1) I split into phases: hash, captures / queen promotion, killers, quiets.

2) I sort each phase separately, but only if needed. E.g. I don't sort quiets if I'm not done with killers.

3) I use shell sort with Cuira gaps. They seem to work best. I tried selection sort, insertion sort, quick sort, heap sort and a combination of some of them.

1) & 2) help because numbers of captures is usually small and in > 90% positions you don't need to sort quiets which are the bulk of the moves. Even with this, sorting alone takes 8% of the time which is the largest chunk of time spent.

Other ideas suggested:

1) Filter moves before sorting to reduce the number of moves to be sorted.

2) Bitonic sorting.

3) Not sorting late moves.

http://talkchess.com/forum/viewtopic.ph ... ht=sorting

Has anyone tried diffent sorts for expected cut nodes and all nodes?

### Re: Sorting algorithms

Posted: **Wed Apr 26, 2017 2:33 am**

by **bnemias**

ymatioun wrote:i use insertion sort - for short, partially sorted lists it is fast

I believe it. N^2 routines aren't bad, in general, for small N. When I did serious work on quicksort in the 80's, I had a cutoff value when I would switch to an N^2 routine (insertion). At the time, the cutoff was somewhere in the range of 9..25. But various factors influence the optimum value. The data does too, of course, but so does the hardware speed. I found, investigating years later that cutoffs up to 400 were quite reasonable before noticing much degradation.

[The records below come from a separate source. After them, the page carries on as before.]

PR #562, opened 2021-07-28
decode bytes from secure cookie

oliver-sanders:
The get_secure_cookie interface returns bytes not str.

https://www.tornadoweb.org/en/stable/web.html#tornado.web.RequestHandler.get_secure_cookie

This fixes a minor issue where `handler.get_current_user` would return bytes rather than str.

#### Instructions to replicate

Log the result of `handler.get_current_user()`, minimal example:

```python
class MyExtensionHandler(ExtensionHandlerMixin, JupyterHandler):  

    @tornado.web.authenticated
    def get(self):
        user = self.get_current_user()
        self.log.info(user)                                                 
        self.write('hello world')  
```

Remove the token from the URL and reload the page (forces server to load the cookie value).

You should see the same token (because it was cashed in the cookie) but as bytes:

```
[I 2021-07-28 16:21:32.922 MyExtensionApp] 16046493615940198642c40b2fae7cb3
[I 2021-07-28 16:21:37.210 MyExtensionApp] b'16046493615940198642c40b2fae7cb3'
```

After this PR both should be str.

### DIFF
--- a/jupyter_server/auth/login.py
+++ b/jupyter_server/auth/login.py
@@ -172,6 +172,8 @@ class LoginHandler(JupyterHandler):
         if user_id is None:
             get_secure_cookie_kwargs  = handler.settings.get('get_secure_cookie_kwargs', {})
             user_id = handler.get_secure_cookie(handler.cookie_name, **get_secure_cookie_kwargs )
+            if user_id:
+                user_id = user_id.decode()
         else:
             cls.set_login_cookie(handler, user_id)
             # Record that the current request has been authenticated with a token.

So yeah, Insertion ought to be fine (even preferable) for small N.

### Re: Sorting algorithms

Posted: **Wed Apr 26, 2017 4:57 am**

by **Dann Corbit**

Use quickselect to partition the top set (whatever count you like, I choose 3) and then only sort those with a high energy sort.

A worthwhile experiment, that may not work for every engine.

Quickselect is linear. You can use a fixed, optimal algorithm for the tiny set of top positions.

### Re: Sorting algorithms

Posted: **Thu Apr 27, 2017 3:09 pm**

by **tpetzke**

Usually the lists to sort are small if you use staged move generation. So I have implemented sorting nets for lists with up to 12 elements. For bigger ones I then use insertion sort.

Code: Select all

```
template<int count> void TMoveList::net_sort()
{
assert(count >= 2 && count <= 12);
switch (count)
{
case 2: compare_swap(0, 1); return;
case 3: compare_swap(1, 2); compare_swap(0, 2); compare_swap(0, 1); return;
case 4: compare_swap(0, 1); compare_swap(2, 3); compare_swap(0, 2); compare_swap(1, 3); compare_swap(1, 2); return;
```

### Re: Sorting algorithms

Posted: **Thu Apr 27, 2017 3:40 pm**

by **Dann Corbit**

tpetzke wrote:Usually the lists to sort are small if you use staged move generation. So I have implemented sorting nets for lists with up to 12 elements. For bigger ones I then use insertion sort.

Code: Select all

```
template<int count> void TMoveList::net_sort()
{
assert(count >= 2 && count <= 12);
switch (count)
{
case 2: compare_swap(0, 1); return;
case 3: compare_swap(1, 2); compare_swap(0, 2); compare_swap(0, 1); return;
case 4: compare_swap(0, 1); compare_swap(2, 3); compare_swap(0, 2); compare_swap(1, 3); compare_swap(1, 2); return;
```

Must be a pretty big patch of code for the 12 branch.